Castor sournois était décrit et reconnu comme un être d’une grande intelligence. Et aussi, il faut bien le dire, on connaissait son faciès de ragondin aigri parce qu’il était à la tête d’une des plus grandes entreprises de communication du pays. L’un n’allait pas sans l’autre, nous avait-on dit. Castor sournois était censé construire des ponts entre les communautés. Mais un jour le barrage céda. La faute à pas de chance. Ou à la connerie. Allez savoir, l’une comme l’autre semblent échapper à notre contrôle. Enfin, au contrôle animal, devrais-je dire…
Ce jour-là, Castor sournois s’était levé de mauvais poil. Un peu rêche et surtout malodorant… le poil. Je ne me permettrais pas. Tellement mal levé que lui, il s’était permis. D’insulter publiquement le chef de l’Etat. Parce que c’était un con. Enfin, c’était lui qui le disait. C’est dans cette ambiance d’école maternelle que Castor sournois avait démontré l’étendue de son intelligence. Non seulement, il insultait le chef de l’Etat, mais en plus lorsqu’on lui demandait de s’expliquer, il moulait sa farine dans son coin et renchérissait avec une nouvelle salve de noms d’oiseaux. Y’a pas à dire, c’était vachement intelligent (nous reparlerons plus tard de l’intelligence supposée des vaches) de s’empêtrer dans sa connerie.

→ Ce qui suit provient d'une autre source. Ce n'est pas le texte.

PR #546, opened 2026-07-02
feat(tasks): one-line team/role cells in Event Tasks grid for density

lilseyi:
## Problem

In the Event Tasks grid, the **TEAM** and **ROLE** cells rendered their chip(s) on line 1 and a full-width **+ Team** / **+ Role** (and **+ Team-level**) text add-button on a *second* line. The `ChipCell` container was already `row` + `flexWrap`, but the wide text add-pill couldn't fit next to a chip in the 160px column, so it wrapped — **doubling every row's height** and cutting how many tasks fit on screen.

## Change

- **One line in the common case.** The chips and the add control now sit inline on one row. A single team/role chip plus a **compact icon-only `+` button** (Ionicons `add`, a small muted 24px circle with `hitSlop` for a comfortable touch target) sit on one line, wrapping only when multiple chips overflow the column.
- The compact `+` opens the **exact same** `onPickTeam` / `onPickRole` anchored picker as before (it still measures its own rect via `measureAnchor`). Keeps an `accessibilityLabel` ("Add team" / "Add role").
- **Team-level (empty role)** stays a single dashed **+ Team-level** chip that opens the role picker — one line, and still reads as "no role = team-level".
- Existing chip rendering (value chips, `×` remove control, colors, dots, picker menus) is unchanged — only the cell **layout** and resulting row height changed.
- **Row density:** `GridScrollList` gains an opt-in `dense` prop (Event Tasks passes it) that lowers the row min-height (46 → 38) and cell vertical padding (9 → 6). Rows still grow past the floor when a cell wraps (`minHeight` + `alignItems: stretch`), so wrapped/multi-line content is **never clipped**, and RunSheet's grid is untouched.

## Scope

Only the TEAM/ROLE cell layout + row height. No data-model, multi-select, picker-content, or backend changes. No `Pressable` function-style `style` (static styles only, RN-Web safe).

## Verification

Mobile `tsc --noEmit`: the two changed files are clean. Remaining errors are the known repo-wide `@togather/shared` module-resolution baseline (untouched import lines) plus a pre-existing unrelated tasks test — none from this change.

**Not visually verified** — I can't drive the simulator; the layout is reasoned from the flex/wrap rules (row + wrap + center + gap; compact 24px `+` fits beside a short chip in the ~140px usable column, wraps only on overflow).

### DIFF
--- a/apps/mobile/features/scheduling/components/GridScrollList.tsx
+++ b/apps/mobile/features/scheduling/components/GridScrollList.tsx
@@ -55,6 +55,9 @@ const GRIP_W = 34;
 // with content top-aligned (not vertically centered) so multi-line cells read
 // cleanly against the shorter ones. The header is compact above it.
 const ROW_MIN_HEIGHT = 46;
+// Tighter floor for one-line-per-cell grids (Event Tasks). Rows still grow past
+// this when a cell wraps, so wrapped content is never clipped.
+const DENSE_ROW_MIN_HEIGHT = 38;
 const HEADER_MIN_HEIGHT = 38;
 
 interface Props<T> {
@@ -74,6 +77,12 @@ interface Props<T> {
   ListFooterComponent?: React.ReactElement | null;
   /** Vertical padding only — never horizontal, or rows misalign with the header. */
   contentContainerStyle?: StyleProp<ViewStyle>;
+  /**
+   * Tighter row min-height + cell padding for cells that are one line in the
+   * common case (e.g. the Event Tasks grid). Rows still grow when a cell wraps,
+   * so this never clips multi-line content — it only lowers the floor.
+   */
+  dense?: boolean;
 }
 
 export function GridScrollList<T>({
@@ -85,9 +94,11 @@ export function GridScrollList<T>({
   ListHeaderComponent,
   ListFooterComponent,
   contentContainerStyle,
+  dense = false,
 }: Props<T>) {
   const { colors } = useTheme();
   const { primaryColor } = useCommunityTheme();
+  const rowMinHeight = dense ? DENSE_ROW_MIN_HEIGHT : ROW_MIN_HEIGHT;
 
   // The card's measured inner size. Width drives the slack distribution; height
   // bounds the inner content so the drag list's vertical scroll works while it
@@ -118,7 +129,7 @@ export function GridScrollList<T>({
   const cellFrame = (i: number): ViewStyle => ({
     width: effWidths[i],
     paddingHorizontal: 10,
-    paddingVertical: 9,
+    paddingVertical: dense ? 6 : 9,
     // Top-align content (events-os `items-start`) so a 2-line cell doesn't push
     // its 1-line neighbours off-centre. The row stretches every cell to the same
     // height, so the vertical dividers still run the full row.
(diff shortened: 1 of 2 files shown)


apps/mobile/features/scheduling/components/GridScrollList.tsx
```diff
@@ -191,6 +202,7 @@ export function GridScrollList<T>({
                     style={[
                       styles.row,
                       {
+                        minHeight: rowMinHeight,
```
lilseyi, line 205: 🤖 Subagent review (codex unavailable)

NIT (non-blocking): This inline minHeight: rowMinHeight always overrides the minHeight: ROW_MIN_HEIGHT already declared in styles.row. In the non-dense case both are 46, so the StyleSheet value is now effectively dead in every render. Harmless, but dropping minHeight from styles.row would keep a single source of truth for row height.

Verified GOOD here: minHeight (not a fixed height) plus alignItems: "stretch" on styles.row means dense only lowers the floor — rows still grow when a cell wraps, so multi-line chip/how-to content is never clipped.

lilseyi (commented):
🤖 Subagent review (codex unavailable) — Event Tasks grid density change

Verdict: LGTM. Clean, well-scoped density change. No bugs found; one non-blocking NIT posted inline. All 7 review criteria verified against the code.

1. Add-button wiring — CONFIRMED GOOD. Both the compact icon-only + and the team-level dashed placeholder use the same onPress={() => measureAnchor(addRef.current, onAdd)} on an addRef-tagged Pressable, unchanged from before (EventTasksGrid.tsx:497, :510). onAdd still routes to onPickTeam/onPickRole with the measured anchor. accessibilityLabel present on both (Add team/Add role, and the emptyPlaceholder label). Anchor now measures a 24px circle instead of a wide pill, but rect-based positioning is unaffected.

2. Row growth / no clipping — CONFIRMED GOOD. styles.row keeps alignItems: "stretch" and uses minHeight (not height); dense only lowers the floor (46→38) and cell paddingVertical (9→6). Rows still grow when the team/role or how-to cell wraps, so multi-line content is never clipped (GridScrollList.tsx:132, :205).

3. dense is opt-in, EventTasksGrid only — CONFIRMED GOOD. dense defaults to false; only EventTasksGrid passes it (EventTasksGrid.tsx:370). RunSheetScreen.tsx:704 GridScrollList usage is untouched — run sheet keeps 46/9. No run-sheet regression.

4. Team-level empty case — CONFIRMED GOOD. showPlaceholder = chips.length === 0 && !!emptyPlaceholder still renders the dashed "+ Team-level" chip (styles.chipAdd/chipAddText) and opens the role picker; one line, meaning preserved (EventTasksGrid.tsx:492).

5. Multi-chip wrap — CONFIRMED GOOD. chipWrap wraps; all chips render via chips.map, with the compact + inline after the last chip. Nothing hidden/clipped; chip labels use numberOfLines={1} as before.

6. RN-Web safety — CONFIRMED GOOD. All Pressable style props are static arrays/objects (styles.chipAddCompact + theme colors), not function-style — so they apply on web. No NativeWind/className.

7. Unused styles / control regressions — CONFIRMED GOOD. Old chipAdd/chipAddText are still used by the team-level placeholder (not dead). New chipAddCompact added and used. Drag handle, duplicate/delete actions, and column widths untouched.

NIT (non-blocking, posted inline): styles.row still declares minHeight: ROW_MIN_HEIGHT, now always overridden by the inline minHeight: rowMinHeight — dead in every render. Consider removing it for a single source of truth.

Not verified at runtime (static review only): visual density in the live app and picker-menu placement against the smaller 24px anchor. Recommend a quick Playwright/simulator glance, but nothing in the code suggests a problem.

D’ailleurs, très vite, on apprit par les médias que Castor sournois avait été remercié. Pas tellement qu’on lui avait dit merci. On lui avait plutôt tapé sur les ongles des pattes, histoire de prouver qu’on ne s’attaque pas au chef de l’Etat sans conséquence. Surtout quand on est à la tête de la plus grande entreprise de communication du pays… qui dépend directement de l’Etat. C’était amusant, dans « Etat », il y avait un peu du « chef de l’Etat ». Castor sournois, malgré sa grande intelligence n’avait pas dû faire le lien. L’erreur est humaine. Pas animale, fort heureusement.
Finalement, Castor sournois fut sommé d’aller construire des ponts communicationnels ailleurs. Licencié pour faute grave. Sans autre forme de procès. Il ne comptait pourtant pas en rester là. Peut-être vous parlerai-je une prochaine fois de comment Castor sournois assigna la mante religieuse à la tête de l’Etat devant les tribunaux pour vice de procédure.